Earlier this year my eldest brother graduated with a degree in Mental Health Nursing so I asked for his professional take on the subject. His advice to bloggers is to ask ourselves whether it has become a positive or negative force in our lives. “The anonymity and ease of access can really help people to reach out and ask for help and advice, or get something off their chest. There are some people who have no one to talk to.” However the concept is subjective to every person; you need to assess whether the net is actually making you feel happier, or more isolated and insecure. “Like any way of coping, you have to evaluate how it affects the way you feel, in the short and long term. That way you can investigate what works for you.” It’s important to be objective and keep this in mind, for while we might feel immediate and inconsequential relief, in the long-term it may affect us more than we realise.
To watch someone else slowly retreat into a cyberworld can be incredibly difficult, as an outsider it is easy to see their situation from a distance. It might be tempting to try to intervene, but understanding their situation and accepting it can be a lot more effective than obstructing their only form of expression. Like everything else in our lives we need to understand the use of moderation, not only in our own internet lives but in our interference with others as well.

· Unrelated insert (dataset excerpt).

PR #3526, opened 2026-03-22
Contributing: document files to modify when adding new models

adamjstewart:
@isaaccorley @piperwolters can you double check this and make sure I didn't miss anything? I didn't include things like pyproject.toml/uv.lock because we don't often add new deps when adding new models.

The internet isn’t the dark, deep pit of paedophiles and murderers the media make it out to be. While my mum still thinks computers can steal her credit card information, we know on a day-to-day basis the internet is benevolent. Bearing this in mind, however, it is also important to keep track of our own internet usage; its part in our lives has become ever-more dominant. Tallulah Wilson is an extreme example of a dependence on blogging, yet she also illustrates the importance of finding a system of support. It may seem like the negative images she was exposed to were generating her depression, but they were actually keeping the worst at bay. We shouldn’t be naïve to the consequences of internet reclusiveness, yet we should not be ignorant of their benefits. We need to acknowledge our use of the net and blogging and decide whether or not it is an influence we want – not need.